On Thu, Oct 27, 2011 at 10:19:39PM -0500, Ilija Hadzic wrote:
On Thu, 27 Oct 2011, Daniel Vetter wrote:
The only really hairy thing going on is racing modeset ioctls against vblank waiters. But modeset is protected by the dev->mode_config.mutex and hence already races against wait_vblank with the current code, so I'm slightly inclined to ignore this for the moment. Would be great if you coudl check that in-depth, too.
Will leave this for some other patch at some other time; the critical path is to fix the hang/crawl that I explained in my previous note.
Agreed, one thing at a time. It's complicated enough as is.
So I think the right thing to do is
- Kill dev->last_vblank_wait (in a prep patch).

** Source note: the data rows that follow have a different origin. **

PR #1776, opened 2020-12-04
docs(update-page): add a link to vue pwa (including vue-svg logo) in deployment/pwa page

VAS000:
- Added vue svg logo ==> /src/assets/img/frameworks/vue.svg
- Added a card with link/logo to pwa page for vue

PR #2974, opened 2023-05-25
docs(PWAs): add Vue to list of PWA deployment guides

amandaejohnston:
The PWA deployment index [here](https://ionicframework.com/docs/deployment/progressive-web-app) already has links to guides for all three frameworks, but the text only lists Angular and React.

Essentially the same as https://github.com/ionic-team/ionic-docs/pull/1776, but the link and logo asset had already been added at some point; only the text needed updating. Co-author credit has been given.


liamdebeasi (approved):
Thanks!

PR #613, opened 2019-04-04
docs(navigation): support relative URLs.

rdlabo:
remove note of not support relative URLs, and add sample using relative URLs.

ref: https://github.com/ionic-team/ionic/commit/d9a7c63

PR #2980, opened 2023-05-30
docs(angular): relative routing is supported

sean-perkins:
Relative routing in Angular is supported in Ionic Framework: https://github.com/ionic-team/ionic-framework/commit/d9a7c63

This PR is in favor of: https://github.com/ionic-team/ionic-docs/pull/613


amandaejohnston (commented):
It looks like a fair amount of Prettier changes unrelated to the fix have snuck in here. Would it be possible to move those to a different PR?

amandaejohnston (approved):
Thanks!

PR #2982, opened 2023-05-31
docs(datetime): add playground for styling wheel pickers

amandaejohnston:
Feature PR: https://github.com/ionic-team/ionic-framework/pull/27529
Shortcut: https://ionic-docs-git-fw-2254-ionic1.vercel.app/docs/api/datetime#wheel-pickers

Moves the existing Theming playground to a subdirectory, and adds a new Wheel Styling playground. Dev build for testing: `7.0.7-dev.11685554390.10c2ca9b` (You'll need this for the new features to show up in the iframes.)

I intentionally didn't include the new `time-button` shadow part, as I feel this wheel styling pattern will be common enough to warrant its own playground, and anything else felt like clutter. We don't always include every single shadow part and CSS variable in playgrounds, and the `time-button` one seems self-explanatory to me.


mapsandapps (approved):
I tried it out. The explanation and examples are clear. Thanks!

Agreed. Also drm_vblank_info function can go away
- Imo we also have a few too many atomic ops going on, e.g.
dev->vblank_refcount looks like it's atomic only because or the procfs file, so maybe kill that procfs file entirely.
I am not sure about that. dev->vblank_refcount looks critical to me: it is incremented through drm_vblank_get which is called from several different contexts: page-flip functions in several drivers (which can run in the context of multiple user processes), **_pm_** stuff in radeon driver (which looks like it runs in the context of kernel worker thread). Mutexes used at all these different places are not quite consistent. If anything, as the result of a later audit, some other mutexes may be rendered unecessary, but definitely, I would keep vblank_refcount atomic.
I've re-read the code a bit and in _get it's protected by dev->vbl_lock, but not so in _put (because we issue a timer call to actually switch it off). I think we could just shove it under the protection of dev->vbl_lock completely. Another fuzzzy area is the relation between dev->vbl_lock and dev->vblank_time_lock. The latter looks a bit rendundant.
- Audit the vblank locking, maybe resulting in a patch with updated
comments, if there's anything misleading or tricky going on. And it's always good when the locking of structe members is explained in the header file ...
I'll add comments that I feel make sense for this set of patches (if anything). Full audit, should come later at a slower pace. There are quite a few mutexes and locks many of which are overlapping in function and some are spurious. It will take more than just myself to untangle this know.
Yeah, agreed. Let's first drop the mutex around this and untangle the spinlock/atomic mess in a second step. This is too hairy.
- Drop the mutex locking because it's not needed.
Agreed. Will drop.
While locking at the code I also noticed that wait_vblank calls drm_vblank_get, but not always drm_vblank_put. The code is correct, the missing vblank_put is hidden in drm_queue_vblank_event. Can you also write the patch to move that around to not trip up reviewers the next time around?
Actually, there is something fishy here. Look at the 'else' branch under the 'if ((seq - vblwait->request.sequence) <= (1 << 23))' at the end of the drm_queue_vblank_event. It doesn't have the 'drm_vblank_put'. It looks wrong to me, but I need to first convince myself that there is not some other obscure place where drm_vblank_put is accounted for. If that branch is really missing a drm_vblank_put, then it will be easy pull the drm_vblank_put out. Otherwise, it will be another knot to untangle.
I've re-read the code and agree with your follow-up analysis.